Smith is in jail and has 1 dollar; he can get out on bail if he has 8 dollars. A guard agrees to make a series of bets with him. If Smith bets A dollars, he wins A dollars with probability .4 and loses A dollars with probability .6.

Find the probability that he wins 8 dollars before losing all of his money if:

(a) he bets 1 dollar each time (timid strategy).

Utilizing Gambler’ Ruin Equation,

\(P = \frac{1-(\frac{q}{p})^s}{1-(\frac{q}{p})^M}\)

where M = 8; s = 1; p = 0.4; q = 0.6

\(P = \frac{1-(\frac{0.6}{0.4})^1}{1-(\frac{0.6}{0.4})^8}\)

prob <- (1 - (0.6/0.4)^1) / (1 - (0.6/0.4)^8)
prob
## [1] 0.02030135

(b) he bets, each time, as much as possible but not more than necessary to bring his fortune up to 8 dollars (bold strategy).

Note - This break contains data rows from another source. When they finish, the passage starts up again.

PR #1193, opened 2021-05-11
Add support for boolean 'XOR' operator

arh-eu:
The boolean operator `XOR` (exclusive or) is not part of the SQL standard, but many databases have support for them (ex. mySQL).
However, with the current parser these expressions cannot be parsed as the keyword and the expression for it is not part of the grammar.

This pull request adds support for the XOR Expression, that is treated as a Binary Conditional Operator.
The expression behaves the same as the usual `AND` or `OR` expressions, but its precedence is the lowest: `AND` > `OR` > `XOR`.

### DIFF
--- a/src/test/java/net/sf/jsqlparser/statement/builder/JSQLParserFluentModelTests.java
+++ b/src/test/java/net/sf/jsqlparser/statement/builder/JSQLParserFluentModelTests.java
@@ -9,20 +9,11 @@
  */
 package net.sf.jsqlparser.statement.builder;
 
-import static net.sf.jsqlparser.test.TestUtils.*;
-
-import java.util.List;
-
-import net.sf.jsqlparser.expression.operators.conditional.XorExpression;
-import org.junit.Test;
 import net.sf.jsqlparser.JSQLParserException;
-import net.sf.jsqlparser.expression.Alias;
-import net.sf.jsqlparser.expression.Expression;
-import net.sf.jsqlparser.expression.JdbcParameter;
-import net.sf.jsqlparser.expression.Parenthesis;
-import net.sf.jsqlparser.expression.StringValue;
+import net.sf.jsqlparser.expression.*;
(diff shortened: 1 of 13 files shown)


src/test/java/net/sf/jsqlparser/statement/builder/JSQLParserFluentModelTests.java
```diff
@@ -38,14 +40,15 @@
     @Test
     public void testParseAndBuild() throws JSQLParserException {
         String statement = "SELECT * FROM tab1 AS t1 " //
-                + "JOIN tab2 t2 ON t1.ref = t2.id WHERE (t1.col1 = ? OR t1.col2 = ?) AND t1.col3 IN ('A')";
+                + "JOIN tab2 t2 ON t1.ref = t2.id WHERE (t1.col1 = ? OR t1.col2 = ?) AND t1.col3 IN ('A') XOR t1.col4";
```
wumpz, line 43: You should not adapt tests but create new ones.

wumpz (changes requested):

src/test/java/net/sf/jsqlparser/statement/builder/JSQLParserFluentModelTests.java
arh-eu: I've fixed this by introducing a separate test case for the XOR case, restoring the original one to the previous state.

wumpz:
Are you sure you implemented the right precedence?

arh-eu:
The precedence for the `OR` over the `XOR` is implemented the same way as the `AND` is "stronger" than `OR`.

Many internal, dummy tests showed the precedence is right and parsed as intended, however, I can add more test cases that show that parsing goes how it's supposed to do with `OR`, `XOR` and ` AND` in the same condition.

arh-eu:
I've added new tests to showcase the precedence and associativity.

arh-eu:
@wumpz Could you review it again?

If Smith wins each time, he will follow below sequence. Smith starts with $1, so he can bet a maximum of $1. If we wins, his new stake is k=$2. Smith starts with $2, so he can bet a maximum of $2. If we wins, his new stake is k=$4. Smith starts with $4, so he can bet a maximum of $4. If we wins, his new stake is k=$8.

Now we know that if Smith win 3 times in a row, he can win $8 that will enough for him to bail. Since each state has a probability of 0.4 for wining, we need to compute prob. of 3 success in a row,

p = 0.4
p^3
## [1] 0.064

(c) Which strategy gives Smith the better chance of getting out of jail?

Timid strategy gives Smith a 2.03% chance of wining while Bold strategy give Smith a 6.4% of chance at winning. Based on the answers, Bold Strategy gives Smith the better chance of getting out of jail.